Commissioner vows to protect disabled victims of crime

Alan Hardwick and Paul Kenny
Alan Hardwick and Paul Kenny

Disabled people in Boston have been reassured by the county’s police commissioner they will not face discrimination when they report a crime.

Police and Crime Commissioner Alan Hardwick attended a meeting of Boston Disability Forum on Thursday where he heard of the sorts of crimes and behaviour disabled people suffered.

They included people being sworn at for being disabled or having their and their dog’s lives threatened for accidents beyond their control as well as feelings of being ignored when they recorded crime to police.

Mr Hardwick said the emphasis should be placed on helping victims of crime with too much focus placed on the offenders previously.

He said: “Victims should be given a voice, should be listened to and given every help it’s possible to give.”

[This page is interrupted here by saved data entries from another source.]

PR #293, opened 2018-02-14
FAD-6206 Onboarding

jonambas:
Supporting Matchbox PR here for the `CodeBlock` component: sparkpost/matchbox#109

### What I Did:
- **SmtpDetails** - Moved to shared components folder, which is reused in onboarding
- **SmtpDetails** - shows a CopyField if provided an apiKey
- **AutoKeyGenerator** - a container component for the two onboarding pages that require an apiKey
- **CenteredLogo** - component for the Sparkpost logo. Should reuse in login, and join as well
- **Steps** - renders onboarding completion based on location pathname. Will need to tweak when final urls & all join pages are up.

### Routes:
- `/super-hidden-route/sending-domain`
- `/super-hidden-route/email`
- `/super-hidden-route/email/smtp`
- `/super-hidden-route/email/api`
- using `email` there since those 3 pages share the same step


src/config/routes.js
```diff
@@ -375,6 +377,22 @@ const routes = [
     component: ipPools.EditPage,
     condition: hasGrants('ip_pools/manage'),
     layout: App
+  },
+  {
+    path: '/super-hidden-route/sending-domain',
```
bizob2828: you were out yesterday, but i asked we gate these with a feature flag condition.  I think it's fine to keep the routes what they will be for real as long as we have a feature flag.  Previously this was environment === 'sp'. we are doing away with that. I'd sync up with @rajumsys but has_signup as the feature flag makes sense to me. then we can add in A-E for spc and spc-eu later. but not we can add for uat and staging to verify it

src/helpers/onboarding.js
```diff
@@ -0,0 +1,30 @@
...
+  return `curl -X POST
+  ${getTransmissionsUri()}
+  -H "Authorization: ${apiKey}"
+  -H "Content-Type: application/json"
+  -d '{
+    "options": {
+      "sandbox": true
+    },
+    "content": {
+      "from": "sandbox@sparkpostbox.com",
```
bizob2828: i'd make this a config just in case we change in the future, similar to the other emails we ref in our app

src/pages/onboarding/SendingDomainPage.js
```diff
@@ -0,0 +1,59 @@
...
+import SkipLink from './components/SkipLink';
+import { required, domain } from 'src/helpers/validation';
+import { LINKS } from 'src/constants';
+
+export class SendingDomainPage extends Component {
+  handleDomainCreate = (values) => {
+    const { createDomain, showAlert, history } = this.props;
+
+    return createDomain(values).then(() => {
+      history.push('/super-hidden-route/email');
```
bizob2828: update ref once you change the route

src/pages/onboarding/SendingDomainPage.js
```diff
@@ -0,0 +1,59 @@
...
+                label='Domain Name'
+                placeholder='email.example.com'
+                name='domain'
+                validate={[required, domain]}
+                disabled={submitting}
+              />
+            </Panel.Section>
+            <Panel.Section>
+              <Button primary submit disabled={submitting}>{submitting ? 'Adding Domain...' : 'Add Domain'}</Button>
+              <SkipLink to='/super-hidden-route/email'>Skip for now</SkipLink>
```
bizob2828: update ref after route is updated

src/pages/onboarding/SmtpOrApiPage.js
```diff
@@ -0,0 +1,43 @@
...
+const SmtpOrApiPage = () => (
+  <Fragment>
+    <CenteredLogo />
+    <Panel accent title='Sending Your First Email'>
+      <Panel.Section>
+        <p>How will you send email with us?</p>
+        <Grid>
+          <Grid.Column xs={12} md={6}>
+            <OptionTile
+              to='/super-hidden-route/email/smtp'
```
bizob2828: update ref after route is updated

src/pages/onboarding/SmtpOrApiPage.js
```diff
@@ -0,0 +1,43 @@
...
+              wrapper={Link}
+              label='SMTP'
+              content='Set up your own mail server to send through our SMTP relay service.'
+            />
+          </Grid.Column>
+          <Grid.Column xs={12} md={6}>
+            <OptionTile
+              to='/super-hidden-route/email/api'
```
bizob2828: update ref after route is updated

src/helpers/tests/onboarding.test.js
```diff
@@ -0,0 +1,11 @@
+import * as onboarding from '../onboarding';
+
+describe('Onboarding helpers', () => {
+  it('Should get correct transmission uri', () => {
```
bizob2828: missing a test that omits the protocol so it hits that reg ex if statement

bizob2828:
* There's a failing test
 * Also, if I'm on the onboarding and hit the back button there's this weird step where the sparkpost logo takes up the whole screen then renders the dashboard

src/components/smtpDetails/SmtpDetails.js
```diff
@@ -0,0 +1,51 @@
...
+    return (
+      <Fragment>
+        <p>{smtpDescContent}</p>
+        <LabelledValue label='Host' value={smtpAuth.host}/>
+        <LabelledValue label='Port' value={smtpAuth.port}/>
+        { config.smtpAuth.alternativePort && <LabelledValue label='Alternative Port' value={`${smtpAuth.alternativePort}`}/> }
+        <LabelledValue label='Authentication' value='AUTH LOGIN'/>
+        <LabelledValue label='Encryption' value='STARTTLS'/>
+        <LabelledValue label='Username' value={smtpAuth.username}/>
+        <LabelledValue label='Password'>{passwordContent}</LabelledValue>
```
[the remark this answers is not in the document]
jonambas: this is intended, to avoid wrapping. old UI does the same thing, but Copyfield also selects all on focus, and gives better feedback on copy click

src/pages/onboarding/SendingDomainPage.js
jasonrhodes: fwiw it's probably better to do these history.pushes in `cDU`, once the reducer has changed some state after a create -- otherwise if you navigate away while the create is happening you'll have the same bug we had in reports

might not be a big deal here bc it's harder to "navigate away" but something to keep in mind

jonambas:
@bizob2828 i'm not seeing this
> Also, if I'm on the onboarding and hit the back button there's this weird step where the sparkpost logo takes up the whole screen then renders the dashboard

react-router should be handling back/forward, usually what you saw means react router isn't picking up the event

src/config/default.js
```diff
@@ -35,6 +35,7 @@ const config = {
     allow_anyone_at_verification: false
   },
   gaTag: 'no-default-set',
+  hasSignup: true,
```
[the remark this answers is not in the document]
bizob2828: I think we're trying to keep stuff in the feature flags object too.  That way A-D already injects that object.  I'd also sync up with @rajumsys to make sure he's using the same flag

He assured people they ‘will be taken seriously’ when reporting crime and told the meeting he disliked the term anti-social behaviour and the range of crimes it covered.

Mr Hardwick said the force was ‘getting it right’ and said it was being seen as having ‘good ideas’ on how to police on a ‘comparatively’ small income.

He said: “I’ve even written to Keith Vaz requesting he come see what we do here, away from that room where they had me ensconced for a while.”